Please quote exactly the lines below from the line containing "Please do not limit" to the line containing "nikosdion: The solution", both lines included, and nothing else.

(Saved data entries)
****************************************

Issue #32182, opened 2021-01-29
[4] Login: WebAuthn-Img shows alt


ghost:
### Steps to reproduce the issue

![Untitled](https://user-images.githubusercontent.com/71960554/106245322-9098e180-620c-11eb-924d-31516f56111b.png)

### System information (as much as possible)

Test on launch.joomla.org, installation of today.

![image](https://user-images.githubusercontent.com/71960554/106246944-2df51500-620f-11eb-904f-d7a1fa712d28.png)

chmst:
I cannot replicate this issue.

ghost:
Safari:
![Screen Shot 2021-01-29 at 10 55 48](https://user-images.githubusercontent.com/71960554/106260360-a0babc00-6220-11eb-8aa6-fa9e9752bdce.png)

infograf768:
Can't reproduce
<img width="303" alt="Screen Shot 2021-01-29 at 17 21 22" src="https://user-images.githubusercontent.com/869724/106300230-7edc2c00-6256-11eb-830e-d7e00bd979f5.png">

ghost:
menu, not form as shown in screenshots on firefox and safari.

![106260360-a0babc00-6220-11eb-8aa6-fa9e9752bdce](https://user-images.githubusercontent.com/71960554/106301713-52c1aa80-6258-11eb-9c6b-79749ca91b26.png)

infograf768:
That was not clear in the instructions.

Issue confirmed.

ghost:
> That was not clear in the instructions.

The firefox-screenshot show clear the layout of menu, the safari-screenshot show clear the breadcrumbs.

infograf768:
Please do not argue:
the breadcrumbs does not mean anythying.
also the module could have been displayed elsewhere...

Firefox:
<img width="1256" alt="Screen Shot 2021-01-29 at 18 03 20" src="https://user-images.githubusercontent.com/869724/106304982-5e16d500-625c-11eb-8986-441f7887e7c4.png">

infograf768:
Safari

<img width="1234" alt="Screen Shot 2021-01-29 at 18 17 48" src="https://user-images.githubusercontent.com/869724/106306434-59532080-625e-11eb-8efa-d48e86bc9ffb.png">

infograf768:
@N6REJ 

Looks like we have an issue here. Can you look at it?

ghost:
@infograf768 Please do not argue.

[...]

PR #31545, opened 2020-12-01
[4.0] modify #31190

N6REJ:
Pull Request for Issue # .

### Summary of Changes
addresses https://github.com/joomla/joomla-cms/pull/31516
removes api and replaces it with overrideable call

### Testing Instructions
apply pr
run npm ci
check logins via https and verify logo shows.

### Expected result AFTER applying this Pull Request
image

image

### Documentation Changes Required
remove documentation documenting htmlhelper::icon.svg

PR #32196, opened 2021-01-30
[4.0] Correcting WebAuthn display in login menu item

infograf768:
Pull Request for Issue https://github.com/joomla/joomla-cms/issues/32182

### Summary of Changes
https://github.com/joomla/joomla-cms/pull/31545 forgot to modify com_users login default_login tmpl and login modules

### Testing Instructions
Set webautn to display when login.
Create a login menu item.

Screen Shot 2021-01-29 at 18 03 20

Screen Shot 2021-01-30 at 10 08 50

### Note

This PR does not solve the tooltip display in the menu as well as in the login module
`PLG_SYSTEM_WEBAUTHN_LOGIN_DESC="Login without a password using the W3C Web Authentication (WebAuthn) standard in compatible browsers. You need to have already set up WebAuthn authentication in your user profile."`

### DIFF
--- a/components/com_users/tmpl/login/default_login.php
+++ b/components/com_users/tmpl/login/default_login.php
@@ -79,7 +79,7 @@ $usersConfig = ComponentHelper::getParams('com_users');
 				<div class="com-users-login__submit control-group">
 					<div class="controls">
 						<button type="button"
-								class="btn btn-secondary <?php echo $button['class'] ?? '' ?>"
+								class="btn btn-secondary w-100 <?php echo $button['class'] ?? '' ?>"
 								<?php foreach ($dataAttributeKeys as $key): ?>
 								<?php echo $key ?>="<?php echo $button[$key] ?>"
 								<?php endforeach; ?>
@@ -92,11 +92,7 @@ $usersConfig = ComponentHelper::getParams('com_users');
 							<?php if (!empty($button['icon'])): ?>
 								<span class="<?php echo $button['icon'] ?>"></span>
 							<?php elseif (!empty($button['image'])): ?>
-								<?php echo HTMLHelper::_('image', $button['image'], Text::_($button['tooltip'] ?? ''), [
-									'class' => 'icon',
-								], true) ?>
-							<?php elseif (!empty($button['svg'])): ?>
-								<?php echo $button['svg']; ?>
+								<?php echo $button['image']; ?>
 							<?php endif; ?>
 							<?php echo Text::_($button['label']) ?>
 						</button>
--- a/components/com_users/tmpl/login/default_login.php
+++ b/components/com_users/tmpl/login/default_login.php
@@ -93,6 +93,8 @@ $usersConfig = ComponentHelper::getParams('com_users');
 								<span class="<?php echo $button['icon'] ?>"></span>
 							<?php elseif (!empty($button['image'])): ?>
 								<?php echo $button['image']; ?>
+							<?php elseif (!empty($button['svg'])): ?>
+								<?php echo $button['svg']; ?>
 							<?php endif; ?>
 							<?php echo Text::_($button['label']) ?>
 						</button>
--- a/components/com_users/tmpl/login/default_login.php
+++ b/components/com_users/tmpl/login/default_login.php
@@ -92,7 +92,9 @@ $usersConfig = ComponentHelper::getParams('com_users');
 							<?php if (!empty($button['icon'])): ?>
 								<span class="<?php echo $button['icon'] ?>"></span>
 							<?php elseif (!empty($button['image'])): ?>
-								<?php echo $button['image']; ?>
+								<?php echo HTMLHelper::_('image', $button['image'], Text::_($button['tooltip'] ?? ''), [
+									'class' => 'icon',
+								], true) ?>
 							<?php elseif (!empty($button['svg'])): ?>
 								<?php echo $button['svg']; ?>
 							<?php endif; ?>
--- a/administrator/modules/mod_login/tmpl/default.php
+++ b/administrator/modules/mod_login/tmpl/default.php
@@ -112,6 +112,8 @@ Text::script('JHIDEPASSWORD');
 					<span class="<?php echo $button['icon'] ?>"></span>
 				<?php elseif (!empty($button['image'])): ?>
 					<?php echo $button['image']; ?>
+				<?php elseif (!empty($button['svg'])): ?>
+					<?php echo $button['svg']; ?>
 				<?php endif; ?>
 				<?php echo Text::_($button['label']) ?>
 			</button>
--- a/modules/mod_login/tmpl/default.php
+++ b/modules/mod_login/tmpl/default.php
@@ -120,6 +120,8 @@ Text::script('JHIDEPASSWORD');
 						<span class="<?php echo $button['icon'] ?>"></span>
 					<?php elseif (!empty($button['image'])): ?>
 						<?php echo $button['image']; ?>
+					<?php elseif (!empty($button['svg'])): ?>
+						<?php echo $button['svg']; ?>
 					<?php endif; ?>
 					<?php echo Text::_($button['label']) ?>
 				</button>
--- a/plugins/system/webauthn/src/PluginTraits/AdditionalLoginButtons.php
+++ b/plugins/system/webauthn/src/PluginTraits/AdditionalLoginButtons.php
@@ -162,7 +162,7 @@ trait AdditionalLoginButtons
 				'id'                 => $randomId,
 				'data-webauthn-form' => $form,
 				'data-webauthn-url'  => $url,
-				'image'              => $image,
+				'svg'                => $image,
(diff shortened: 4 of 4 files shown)


infograf768:
@nikosdion 
Does this break your former PR?

components/com_users/tmpl/login/default_login.php
```diff
@@ -92,9 +92,7 @@ class="btn btn-secondary <?php echo $button['class'] ?? '' ?>"
 							<?php if (!empty($button['icon'])): ?>
 								<span class="<?php echo $button['icon'] ?>"></span>
 							<?php elseif (!empty($button['image'])): ?>
-								<?php echo HTMLHelper::_('image', $button['image'], Text::_($button['tooltip'] ?? ''), [
-									'class' => 'icon',
-								], true) ?>
+								<?php echo $button['image']; ?>
```
nikosdion: This change is wrong and I consider it a blocker to merging this PR.

The `image` parameter returned by additional login button plugins is NOT meant to be an absolute URL. It's supposed to provide a URL relative to the `media` folder which can be overridden in the template. That's why it goes through `HTMLHelper::image`.

This is an important feature to preserve. By going through HTMLHelper the site integrator can drop in an image in `media/templates/site/YOUR_TEMPLATE/...` to override the image used by the additional login button plugin. With your change it's no longer possible. The site integrator would have to core hack the plugin itself(!!!) to change the image or do other unholy things, like hiding the image with CSS and using some sort of `::before` magic to render a different image. Not exactly what I'd call as easy or practical or even feasible as dropping a file in a folder.

If you have a problem with the image for WebAuthn not being displayed the solution would be to edit the WebAuthn plugin to send the correct **relative** path.

components/com_users/tmpl/login/default_login.php
```diff
@@ -79,7 +79,7 @@
 				<div class="com-users-login__submit control-group">
 					<div class="controls">
 						<button type="button"
-								class="btn btn-secondary <?php echo $button['class'] ?? '' ?>"
+								class="btn btn-secondary w-100 <?php echo $button['class'] ?? '' ?>"
```
nikosdion, line 82: This change is OK with me. If a third party plugin needs to override the width it can do so with CSS.

nikosdion (changes requested):
This PR breaks an important feature and needs to be changed before being considered for merging.

ceford:
I have tested this item :white_check_mark: successfully on 6cd62f7a082adf209958d2e38bd618226dfa7fb1<br /><br />I don't have a secret key but the form looks fine after applying the patch.<hr /><sub>This comment was created with the <a href="https://github.com/joomla/jissues">J!Tracker Application</a> at <a href="https://issues.joomla.org/tracker/joomla-cms/32196">issues.joomla.org/tracker/joomla-cms/32196</a>.</sub>

nikosdion:
@ceford Please withdraw your successful test because it's misleading. The PR as is fixes the form but **breaks important functionality** as I've written in my review of the PR in https://github.com/joomla/joomla-cms/pull/32196

Please do not limit your source of information to the Joomla issue tracker site. It doesn't convey the entire picture (and really has no reason of existence, but that's another discussion for another day).

ceford:
I have not tested this item.<br /><br />I looked at the diff and it looked simple! But, untested as requested.<hr /><sub>This comment was created with the <a href="https://github.com/joomla/jissues">J!Tracker Application</a> at <a href="https://issues.joomla.org/tracker/joomla-cms/32196">issues.joomla.org/tracker/joomla-cms/32196</a>.</sub>

components/com_users/tmpl/login/default_login.php
infograf768: I was sure there could be an issue. This was why I called you.
The problem lies in a double use of the htmlhelper.
Any proposal to help solving the issue in the plugin itself as it uses an inline SVG?

infograf768:
@N6REJ 
I am afraid my solution here is no good and the plugin has to be corrected.

components/com_users/tmpl/login/default_login.php
nikosdion: The solution is practically screaming at you. The plugin (`plugins/system/webauthn/src/PluginTraits/AdditionalLoginButtons.php`) needs to be corrected in line 165. Instead of `'image' => $image,` you need to do `'svg' => $image,` Then revert the change you made in your PR in the `components/com_users/tmpl/login/default_login.php` file regarding the `image` parameter.

As you can see, if you pass an `svg` parameter it's output verbatim. @brianteeman added that on January 2nd _exactly so_ that you can use inline SVG files. The same code needs to be copied to `modules/mod_login/tmpl/default.php` and `administrator/modules/mod_login/tmpl/default.php`. 

If you look at what's going on, using Git blame, you will see that my original contribution only had a provision for going through HTMLHelper::image. The inline SVG came later and, frankly, the lack of direction or understanding of where that code comes from (nobody heard of Git blame?) led to some code being partially there, some code being modified without ever working (AND MERGED! WTF!) and the three files I had carefully modified to implement additional login buttons are now all out of sync, **each one working in a different and mutually incompatible way**. Little wonder shit's broken all over the place, don't you bloody think?!!!

The PRs which made these changes should have never been merged. If anyone had looked at them they'd have figured out why. Instead, they got two ostensibly successful tests — even when _the first test in this PR_ clearly demonstrated why these tests mean sod all in practice, as I've been saying for years — and someone with commit rights mashed that green GitHub merge button without thinking and **of course** without being held accountable. What are you doing @wilsonge @HLeithner ? Are you still running this project or is your role confined to applying major changes after beta 6? This is a serious question. If you think that Joomla's problem is whether it ships with BS4 or BS5 but not whether it actually, dunno, _bloody works consistently or even at all_ then I think that your priorities are misaligned with the priorities of the people who actually try to use the darned product.

brianteeman: what have I done wrong this time. afaict my only involvement was to fix where a pr had been applied in one place but not another

nikosdion: @brianteeman Your PR was the only thing that wasn't broken. Another commit removed the code that was applied elsewhere. Yet another one broke the plugin to begin with. Your code is the last remaining example of the _correct_ approach (use a different key for inline SVG) and should be copied over in the other two places.

infograf768: I had tested already changing image to svg in the plugin and not modifying the `default_login.php`
In that case. it was working OK for the menu item but I lost the image in the login module.
I did not think about adding the svg conditional in the modules. :)
Modifying PR now.
Thanks for the hint.

infograf768:
@nikosdion @ceford 
Modified PR as discussed above.
(tooltip is still not taken care of and should be the matter of another patch)

Please test again

ceford:
It works as before for me - and I did read the discussion this time. However, being of a nervous disposition, I will wait for @nikosdion approval before pressing the pass button.

richard67:
> It works as before for me - and I did read the discussion this time. However, being of a nervous disposition, I will wait for @nikosdion approval before pressing the pass button.

@ceford No need to be nervous. If your test was successful, press the button. If it later turns out it was a mistake, that can happen. It happens to me, too sometimes. But that should not make us scared from further testing. I'm not sure if Nik will report back when all is ok now.

ceford:
I have tested this item :white_check_mark: successfully on 85c9df053ddb540071b1f29ee6a76e51649b028e<br /><br />Looked at the places changed in the diff - all seem OK.<hr /><sub>This comment was created with the <a href="https://github.com/joomla/jissues">J!Tracker Application</a> at <a href="https://issues.joomla.org/tracker/joomla-cms/32196">issues.joomla.org/tracker/joomla-cms/32196</a>.</sub>

nikosdion (approved):
Perfect! The code is consistent, elegant and (mostly) self-documenting. The original intent is preserved. The inline SVG implementation intent is restored. Things work. Well done!

nikosdion:
@richard67 I always comment when I ask someone to fix something and they do. Just not on Sundays, man.

alikon:
I have tested this item :white_check_mark: successfully on 85c9df053ddb540071b1f29ee6a76e51649b028e<hr /><sub>This comment was created with the <a href="https://github.com/joomla/jissues">J!Tracker Application</a> at <a href="https://issues.joomla.org/tracker/joomla-cms/32196">issues.joomla.org/tracker/joomla-cms/32196</a>.</sub>

alikon:
RTC<hr /><sub>This comment was created with the <a href="https://github.com/joomla/jissues">J!Tracker Application</a> at <a href="https://issues.joomla.org/tracker/joomla-cms/32196">issues.joomla.org/tracker/joomla-cms/32196</a>.</sub>

richard67:
> @richard67 I always comment when I ask someone to fix something and they do. Just not on Sundays, man.

@nikosdion Yes, and thanks for that. I haven't said you won't comment for sure, I just have said that it _might_ not happen. I had the feeling @ceford was discouraged from marking his test result, and I wanted to encourage him again.

richard67:
Thanks!

PR #32204, opened 2021-01-30
[4.0] Protect bootstrap.loadComponent from being redefined

Fedik:
### Summary of Changes

This internal changes. To prevent bootstrap.loadComponent from being redefined.
The bootstrap components should be a list of predefined assets.

For now I suggest just make this method "private", so later one we can improve/trash it safely

### Testing Instructions

Apply patch. All should work as before.

All works

All works

none

bip bip @dgrammatiko @wilsonge

### DIFF
--- a/libraries/src/HTML/Helpers/Bootstrap.php
+++ b/libraries/src/HTML/Helpers/Bootstrap.php
@@ -61,7 +61,7 @@ abstract class Bootstrap
 		}
 
 		// Include Bootstrap component
-		HTMLHelper::_('bootstrap.loadComponent', 'alert');
+		static::loadComponent('alert');
 
 		$doc           = Factory::getDocument();
 		$scriptOptions = $doc->getScriptOptions('bootstrap.alert');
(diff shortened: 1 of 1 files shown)


dgrammatiko:
I have tested this item :white_check_mark: successfully on 5515b5ea56ca8c7e4cecb348d48400c1f53c18fa<hr /><sub>This comment was created with the <a href="https://github.com/joomla/jissues">J!Tracker Application</a> at <a href="https://issues.joomla.org/tracker/joomla-cms/32204">issues.joomla.org/tracker/joomla-cms/32204</a>.</sub>

wilsonge:
You can't override a single method anymore with the namespaced registry. You can only override the entire class. So not really sure if this solves much?

bembelimen:
I wonder, why do you want to prevent this at all? If someone explicit want to change this method, why not allowing it?

Fedik:
> You can only override the entire class. So not really sure if this solves much?

Well, I not very know how new HTML registry work, so just to be safe,
Someone still can extend the class.

> If someone explicit want to change this method, why not allowing it?

This method need to be improved, and possible will be need to remove in future.
Example, the assets need to be predefined and loaded via `$wa->useScript('bootstrap.blabla')`. 
Currently I do not have a time for full changes.

dgrammatiko:
> This method need to be improved, and possible will be need to remove in future.

Ok, I will do that and drop this stupid method.

PS If I didn't mess up https://github.com/joomla/joomla-cms/pull/32208 should do the trick

Fedik:
That was fast :smile:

****************************************

◆ Answer area
Please do not limit your source of information to the Joomla issue tracker site. It doesn't convey the entire picture (and really has no reason of existence, but that's another discussion for another day).

ceford:
I have not tested this item.<br /><br />I looked at the diff and it looked simple! But, untested as requested.<hr /><sub>This comment was created with the <a href="https://github.com/joomla/jissues">J!Tracker Application</a> at <a href="https://issues.joomla.org/tracker/joomla-cms/32196">issues.joomla.org/tracker/joomla-cms/32196</a>.</sub>

components/com_users/tmpl/login/default_login.php
infograf768: I was sure there could be an issue. This was why I called you.
The problem lies in a double use of the htmlhelper.
Any proposal to help solving the issue in the plugin itself as it uses an inline SVG?

infograf768:
@N6REJ 
I am afraid my solution here is no good and the plugin has to be corrected.

components/com_users/tmpl/login/default_login.php
nikosdion: The solution is practically screaming at you. The plugin (`plugins/system/webauthn/src/PluginTraits/AdditionalLoginButtons.php`) needs to be corrected in line 165. Instead of `'image' => $image,` you need to do `'svg' => $image,` Then revert the change you made in your PR in the `components/com_users/tmpl/login/default_login.php` file regarding the `image` parameter.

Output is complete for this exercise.